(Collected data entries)
[Start of section]
Issue #1332, opened 2025-03-05
Improve overall mobile experience


ccanash:
### /report/<id>/targets/<id>**

- [ ] Going beyond width bounds for h1 level title
- [ ] Breadcrumbs UI component not mobile friendly
- [ ] Wrapping of lines overlays on top of each other
- [ ] Test title section has buttons going beyond the width bounds

### /data-management
- [ ] Filter components going beyond width bounds
- [ ] Data Management page going beyond width bounds (the background being gray gives that impression, although we could assume it should allow that width to flex beyond)

### /test-queue
- [ ] ManageTestQueue component has several oddities not properly designed for mobile views
- [ ] TestPlanReport rows going beyond width bounds of page
- [ ] #1366

### /run/<id>
- [ ] AtBrowserDetailsDialog. Horizontally placed <select>s need to be vertically aligned
- [ ] AtBrowserDetailsDialog. Oddities with text wrapping

### /candidate-test-plan/<id>/<id>

- [ ] Headings going beyond width bounds

    

- [ ]  with some tests, if there is a dropdown it will show up under the Run Test Setup button

ccanash:
Closing as done and creating a new issue for the one item not addressed: https://github.com/w3c/aria-at-app/issues/1366

Issue #1330, opened 2025-03-05
Update (and modernize) styling approach for mobile


ccanash:
In order to modernize the style in mobile we will:

- [ ] Remove old styles
- [ ] Update breakpoints
- [ ] Standardize colors and dimensions (this definitely got away a bit. I'm seeing way too many grays)
- [ ] Prioritize responsive design

PR #1338, opened 2025-03-14
feat: declare css variables; move away from styled components

howard-e:
This PR addresses multiple items raised through:

* #1330 
* #1332 (except the manage bot dialog; that dialog was never brought up to par with the Test Queue update and I think should be handled separately)

This PR also:

* Switches from `@emotion/*` based styled components to introducing CSS modules (although much more optimizations can be done in that approach, open to additional feedback)
* Defines and trims down css variables that were being used throughout the application (still more purging could be done)
* Prioritizes responsive design in cases where it was lacking for smaller screens

NB. The file changes here are quite sizable (sorry!). But no functionality has been changed here outside of styling evaluations. Would recommended leaning on snapshot differences here initially.


client/components/BotRunTestStatusList/BotRunTestStatusList.module.css
```diff
@@ -0,0 +1,10 @@
+.bot-run-test-container {
+  font-size: 0.875rem !important;
```
stalgiag, line 2:
```suggestion
  font-size: var(--14px) !important;
```

client/components/BotRunTestStatusList/BotRunTestStatusList.module.css
```diff
@@ -0,0 +1,10 @@
...
+  padding: 0.5rem 0;
+  margin: 0.5rem 0;
```
stalgiag, line 4: It could be useful to have gap variables as well. A future improvement consideration

client/components/ManageTestQueue/ManageTestQueue.module.css
```diff
@@ -0,0 +1,103 @@
...
+
+  .form-group-at-version {
+    display: flex;
+    flex-wrap: wrap;
+    column-gap: 1rem;
+    row-gap: 0.75rem;
+
+    select {
+      width: inherit;
+      @media (max-width: 767px) {
```
stalgiag, line 93: Could be useful to have variables for breakpoints as well

client/components/common/None/index.jsx
stalgiag, line 1: very grateful for these small common components!

client/components/common/FilterButtons/FilterButtons.module.css
```diff
@@ -0,0 +1,18 @@
...
+
+  &.active,
+  &:active {
+    background: var(--bg-light-blue) !important;
+    border: var(--border-dark-blue) 2px solid !important;
+    box-shadow: none !important;
+
+    &:hover,
+    :focus {
+      box-shadow: 0 0 0 0.2rem rgba(103, 171, 197, 0.5) !important;
```
stalgiag, line 15:
```suggestion
      box-shadow: 0 0 0 0.2rem var(--button-shadow) !important;
```

client/components/common/styles.module.css
```diff
@@ -0,0 +1,103 @@
...
+  }
+}
+
+/* Colors */
+.dark-gray {
+  color: var(--bg-dark-gray);
+}
+
+span.required-indicator {
+  color: var(--bs-form-invalid-color);
```
stalgiag, line 51: We might want to get rid of these bootstrap variables since we are maintaining our own variables now.

client/webpack.config.js
```diff
@@ -30,6 +31,21 @@ module.exports = {
           'css-loader'
```
stalgiag, line 31: could be useful to use some kind of postcss-loader optimization. Not a requirement for right now but it could be useful for prod at least in the future.

stalgiag (changes requested):
Thank you for this truly heroic effort. I left a few items inline with specific requests. Some that should be done now, some that are optional and/or for later.

One bigger question is whether this strategy where all of the module are loaded rather than imported at a component level and applied with `styles.class` potentially using a conditional class utility like [clsx](https://www.npmjs.com/package/clsx). I think this can be a future improvement but I can see this path leading to difficulty naming classes and tracking where styles come from.

client/components/ManageTestQueue/ManageTestQueue.module.css
howard-e: Seems to still not be possible today without some other pre/post-processor. What I have done though is to use more general breakpoints across the app.

(I've still defined those variables because this aligns with your thoughts below on potentially including postcss-loader which gets a +1 from me)

client/components/BotRunTestStatusList/BotRunTestStatusList.module.css
howard-e: Certainly! I've started defining them in https://github.com/w3c/aria-at-app/pull/1338/commits/f9dff83a2a6b5600bd444e97c4b27901ed3b16ab but it feels like an even bigger effort to go through and change those now, though I wish I considered it at the time 😅. So I think we can certainly have this as a future improvement

client/components/common/styles.module.css
howard-e: Agreed! Done in https://github.com/w3c/aria-at-app/pull/1338/commits/83353dedef9dceb0a31872c847d9e11903c109d2

client/webpack.config.js
howard-e: Certainly! I'd love for us to set that up in a future improvement task

howard-e:
> One bigger question is whether this strategy where all of the module are loaded rather than imported at a component level and applied with `styles.class` potentially using a conditional class utility like [clsx](https://www.npmjs.com/package/clsx). I think this can be a future improvement but I can see this path leading to difficulty naming classes and tracking where styles come from.

Thanks for raising that. I agree with that being the optimal way forward. It was a bit less clear for me on how to do that here without a bit more refactoring because of how some of the components are interconnected. Let's create a task on that and resolve in a future improvement?

stalgiag:
> Thanks for raising that. I agree with that being the optimal way forward. It was a bit less clear for me on how to do that here without a bit more refactoring because of how some of the components are connected. Let's create a task on that and resolve in a future improvement?

Sounds good!

stalgiag (approved):

PR #1339, opened 2025-03-14
Avoid empty `issue.body` throwing an error when querying GH API for issues' content

howard-e:
Refer to title


stalgiag (approved):
Thanks!

PR #1340, opened 2025-03-17
fix: Account for `referencePage` update during copy process

howard-e:
In reviewing the newly imported result of https://github.com/w3c/aria-at/pull/1208, the referencePage name update was unnecessarily tossing away old results which shouldn't happen.

This also doesn't create new bot assignments if they were assigned to an old test plan run (and were not yet assigned to be evaluated). The bot assignemnt orchestration is done by a separate system which may cause unexpected issues during the copy (today, every new run undergoes a bot assignment as well)


stalgiag (approved):
This makes sense to me. Thanks for the quick fix!

Issue #1353, opened 2025-03-24
Data management page shows incorrect number of issues for a test plan


mcking65:
The number of open issues showing in the test plan status table is incorrect for some test plans. For example,
[Action Menu Button Example Using aria-activedescendant Test Plan Versions | ARIA-AT](https://aria-at.w3.org/data-management/menu-button-actions-active-descendant)
has 6 open issues. However the candidate review column of the test plan status table on the data management page shows "0 open issues".

![Image](https://github.com/user-attachments/assets/427f150d-f684-4944-90aa-177c58b792ad)

It would be helpful if the number of open issues, if >0, were a link to the issues table section on the test plan versions page.

PR #1357, opened 2025-03-26
fix: Incorrect GitHub sourced-issues count and displays

howard-e:
Address #1353.

While investigating #1353, I came up on several other issues which include:
* Fix confusing calls of `Issue.testNumberFilteredByAt`. There were mismatches between the row number vs the sequence number in practice which was leading to uncaught errors. eg. Test 1's issue showing up for Test 5 for example. This pins the usages to the more secure testRowNumber
* The Candidate Review Pages not accounting for "general feedback" as the original design didn't account for such and wasn't revisted so cases of `"x people left feedback for this test"` when it was feedback for the entire test plan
[End of section]
Copy the lines above that hold the word "raising".

Thanks for raising that. I agree with that being the optimal way forward. It was a bit less clear for me on how to do that here without a bit more refactoring because of how some of the components are interconnected. Let's create a task on that and resolve in a future improvement?
> Thanks for raising that. I agree with that being the optimal way forward. It was a bit less clear for me on how to do that here without a bit more refactoring because of how some of the components are connected. Let's create a task on that and resolve in a future improvement?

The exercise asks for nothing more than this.